23. Any redemption notice for Bullion delivered to the Registrar and Transfer Agent regarding a Unitholder's intent to redeem Units that the Registrar and Transfer Agent or the Manager, in their sole discretion, determines to be incomplete, not in proper form, not duly executed or not for the Minimum Bullion Redemption Amount will for all purposes be void and of no effect, and the redemption privilege to which it relates will be considered for all purposes not to have been exercised thereby. If the Registrar and Transfer Agent and the Manager determine that the redemption notice for Bullion does not comply with the applicable requirements, the Registrar and Transfer Agent will provide a notice explaining the deficiency to the Unitholder's broker.

24. If the redemption notice for Bullion is determined to have complied with the applicable requirements, the Registrar and Transfer Agent and the Manager will determine on the last Business Day of the applicable month the amount of Bullion and the amount of cash that will be delivered to the redeeming Unitholder. Also on the last Business Day of the applicable month, the redeeming Unitholder's broker will deliver the redeemed Units to CDS or DTC, as the case may be, for cancellation.
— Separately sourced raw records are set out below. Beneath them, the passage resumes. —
Issue #1080, opened 2025-03-13
Bug in AWC operation model


gyalla:
# Bug in AWC operation model

There appears to be a bug in the 'awc' operational model in floris concerning the computation of power and thrust of actuated turbines (turbines set to 'helix' as opposed to 'baseline').

The error stems from the use of any() here: https://github.com/NREL/floris/blob/c50389cfba596e29dcbdfa7670db591b2b65da3e/floris/core/turbine/operation_models.py#L540 
Instead of only reducing the power of 'helix' turbines, if any turbine is labelled as 'helix' in awc_modes, the power of all turbines will be reduced. 

## How to reproduce
Consider the following minimal example: 
```
import numpy as np 
from floris import (
    FlorisModel,
    WindRose,
)
cases = ["Baseline","AWC",]
fmodels = {}
fmodels['Baseline'] = FlorisModel("../floris/examples/inputs/emgauss_helix.yaml")
fmodels['AWC'] = FlorisModel("../floris/examples/inputs/emgauss_helix.yaml")
awc_array = ['helix','baseline','baseline']
baseline_array = ['baseline','baseline','baseline']
awc_amplitudes = [4,4,4]

fmodels['Baseline'].set_operation_model("awc")
fmodels['Baseline'].set(
    awc_modes=np.array([baseline_array]),
    awc_amplitudes=np.array([awc_amplitudes])
    )

fmodels['AWC'].set_operation_model("awc")
fmodels['AWC'].set(
    awc_modes=np.array([awc_array]),
    awc_amplitudes=np.array([awc_amplitudes])
    )

turbine_powers = {}
for case in cases:
    floris_model = fmodels[case]
    floris_model.run_no_wake()
    turbine_powers[case] = floris_model.get_turbine_powers()/1000
    print(case,": ",turbine_powers[case])
```
which results it: 
`Baseline :  [[6301.1399872 6301.1399872 6301.1399872]]`
`AWC :  [[5908.03837044 5908.03837044 5908.03837044]]`
wheras the correct answer should be: 
`Baseline :  [[6301.1399872 6301.1399872 6301.1399872]]`
`AWC :  [[5908.03837044 6301.1399872  6301.1399872 ]]`

Additionally, this will cause an error when performing a wind sweep or estimating AEP. If 'helix' occurs for any turbine at any wind condition, then all turbines at all wind conditions see a reduction in power. Consider the following minimal example with two wind conditions:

25. Due to the fact that London Good Delivery bars of gold vary in weight from 350 to 430 troy ounces and London Good Delivery bars of silver vary in weight from 750 to 1,000 troy ounces, the Registrar and Transfer Agent and the Manager will have some discretion on the amount of Bullion the redeeming Unitholder will receive based on the weight of London Good Delivery bars of gold and silver owned by the Trust and the amount of cash necessary to cover the expenses associated with the redemption and delivery that must be paid by the redeeming Unitholder. In addition, the amount of Bullion a redeeming Unitholder may be entitled to receive will be determined by the Filer by allocating the Redemption Amount between the applicable Bullion Redemption Amounts in addition to meeting the requirement for a minimum aggregate redemption amount. Notwithstanding the foregoing, a redeeming Unitholder may not receive Bullion in the proportions then held by the Trust and, if the Trust does not have a London Good Delivery bar of a particular metal in inventory of a value equal to or less than the applicable Bullion Redemption Amount, the redeeming Unitholder will not receive any of that metal. Once such determination has been made, the Registrar and Transfer Agent will inform the broker through which the Unitholder has delivered its Bullion redemption notice of the amount of Bullion and cash that the redeeming Unitholder will receive upon the redemption of the Unitholder's Units.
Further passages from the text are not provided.